Для начала поместите предметное стекло, содержащее матрицу, осажденные семенные срезы, в масс-спектрометр. Загрузите образец изображения и с помощью корректирующих отметок пером установите точки обучения в программном обеспечении, на которое вы ссылаетесь. Затем установите коэффициент уменьшения данных 99%, сохраните файл FID для последующей калибровки данных и сохраните метод.
Определите границу анализируемой области с помощью инструмента Добавить область измерения полигона из программного обеспечения масс-спектрометра. Установите ширину растра равной 100 микрометрам. Отредактируйте параметры области измерения с указанием сохраненного метода и сохраните прогон изображения.
Затем начните получение изображений. Используйте матричный кластер и известные загрязнители для создания массового списка в программном обеспечении на вкладке calibrant. Затем во вкладке калибровки откройте созданный список масс.
Щелкните правой кнопкой мыши, чтобы открыть диалоговое окно, и выберите параметр «Установить массы блокировки». Выберите режим гауссова окна с расширением на 0,5 Гаусса и расширением на 3,5 строки. Не проверяйте онлайн-калибровку.

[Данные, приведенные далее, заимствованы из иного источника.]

PR #1184, opened 2016-08-02
fail differently if request data not present during deploy check

ssalinas:
@tpetr


tpetr:
LGTM, could we add a unit test for this situation?

ssalinas:
FYI, in testing I found this was only triggered when the deployChecker ran before the cleaner after a request delete during a deploy. If the cleaner has already run, we do not hit the optional.get() error because the pending deploy is removed by the cleaner.

ssalinas:
Forgot to comment earlier that unit test was added, going to merge

PR #1185, opened 2016-08-02
Add JSON Button to the Racks and Slaves pages

Calvinp:
Exactly what it says on the tin - adds a JSON button to the Racks and Slaves pages.


tpetr:
LGTM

Установите режим на одинарный, пороговое значение 1000 и допуск по массе на пять ppm. Откалибруйте данные вместе с процессом и сохраните инструмент набора 2D-последовательных наборов данных. После калибровки откройте файл dot MIS в совместимом программном обеспечении и измените нормализацию с отсутствия нормы на RMS или TIC.
Перейдите на вкладку редактирования и выберите автоматическую массовую фильтрацию. Заполните начальную массу и конечную массу минимальным и максимальным количеством Далтонов на вашем пороге интереса и нажмите на иконку OK. Выберите выделенный пик интереса в отфильтрованном списке, сгенерированный с числом, соответствующим массовому значению интереса в Дальтоне.
Измените процентное соотношение, чтобы лучше видеть интересующую область. Нажмите на шкалу интенсивности и значки цветовой карты. Щелкните по области изображения и перетащите курсор мыши, чтобы расположить интересующую область.
Измените процент прозрачности, чтобы получить изображение объединенного сигнала на фоне сечения сканирования. Если аналиты, которые необходимо картографировать, известны, постройте график каждого значения M на Z для каждого аналита и сохраните сгенерированные изображения и график спектрального усреднения. Представлен масс-спектр тканей семян Euterpe precatoria и Euterpe edulis, полученных методом MALDI IMS в положительном режиме.
Этот анализ семян E.precatoria с помощью MALDI IMS показал пики, представляющие собой аддукты олигомеров гексозов без добавления соли в матрицу. Были идентифицированы гексозы димеры, тримеры, тетрамеры, пентамеры, гексамеры и до 14 единичных олигомеров. Такие же результаты были получены и для тканей семян E.edulis.
Ящичковые диаграммы для обоих образцов указывают на пиковую интенсивность каждого гексозного олигомера, обнаруженного в семенном эндосперме, демонстрируя их распределение, и несколько более высокое содержание высокой степени полимеризации олигомеров.